Pulse pressure increases when the peak systolic pressure is increased (increased stroke volume, increased rate of ventricular contraction, decreased aortic elasticity) and/or there is a decreased diastolic pressure (decreased peripheral resistance, arteriovenous shunts, aortic insufficiency). A pulse pressure of ≥65 mm Hg is abnormal. With a large stroke volume, the pulse is often described as bounding or, in the case of aortic regurgitation, collapsing. The head may bob with each heart beat. Thrills may be palpable and murmurs audible over AV shunts, either congenital, traumatic, or iatrogenic. With decreased peripheral resistance from vasodilation, the skin is usually warm and flushed. Widened pulse pressure is associated with increased cardiovascular morbidity and mortality, including atrial fibrillation [Asmar R, Vol S, Vrisac A-M, Tichet J, Topouchian J. Reference values for clinical pulse pressure in a nonselected population. Am J Hyperens. 2001;14:415–418; Mitchell GF, Vasan RS, Keyes MJ, et al. Pulse pressure and risk of new-onset atrial fibrillation. JAMA. 2007;297:709–715]. CLINICAL OCCURRENCE: Increased Systolic Pressure: Systolic hypertension, atherosclerosis, increased stroke volume (aortic regurgitation, hyperthyroidism, anxiety, bradycardia, heart block, post-PVC, after a long pause in atrial fibrillation, pregnancy, fever, systemic arteriovenous fistulas); Increased Diastolic Runoff: Aortic regurgitation, sepsis, vasodilators, patent ductus arteriosus, hyperthyroidism, arteriovenous fistulas, beriberi.

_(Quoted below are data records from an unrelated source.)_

PR #11696, opened 2025-04-29
chore(nix): improve nix devShell#scope

anmonteiro:
- use [`lib.fileset`](https://nixos.org/manual/nixpkgs/stable/#sec-functions-library-fileset) to improve the `#scope` devShell (only recompiles dune if its sources change, instead of the entire repo)
- add `pkgs` argument to `extraBuildInputs` to prevent conflicting OCaml packages errors

### DIFF
--- a/flake.nix
+++ b/flake.nix
@@ -80,7 +80,12 @@
       testBuildInputs = with pkgs;
         [ file mercurial unzip ]
         ++ lib.optionals stdenv.isLinux [ strace ];
-      testNativeBuildInputs = with pkgs; [ nodejs-slim pkg-config opam ocamlformat ];
+      testNativeBuildInputs = pkgs: with pkgs; [
+        nodejs-slim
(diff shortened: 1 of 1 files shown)


flake.nix
```diff
@@ -97,7 +102,24 @@
...
+                ./bin
+                ./boot
+                ./configure
+                ./dune-project
+                ./dune-file
+                ./src
+                ./plugin
+                ./vendor
+                ./otherlibs
+                ./Makefile
```
rgrinberg, line 119: is this the set of files where changes can trigger recompilation? If so, I think the makefile should be absent from this list. We should not use it as part of the build process. It is only used for development.

anmonteiro: Ithe Makefile is used for the nix build since the derivation doesn’t have a buildPhase, so it needs to be present

rgrinberg (approved):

Pulse pressure narrows with decreased stroke volume and decreased rate of ventricular ejection. Pulse pressures less than 30 mm Hg may occur with tachycardia and conditions associated with a low stroke volume. CLINICAL OCCURRENCE: Decreased Stroke Volume: Severe aortic stenosis, dilated cardiomyopathy, restrictive heart disease, constrictive pericarditis, pericardial tamponade, intravascular volume depletion, venous vasodilatation; Decreased Rate of Ventricular Contraction: Ischemic and dilated cardiomyopathy, aortic stenosis, myocarditis.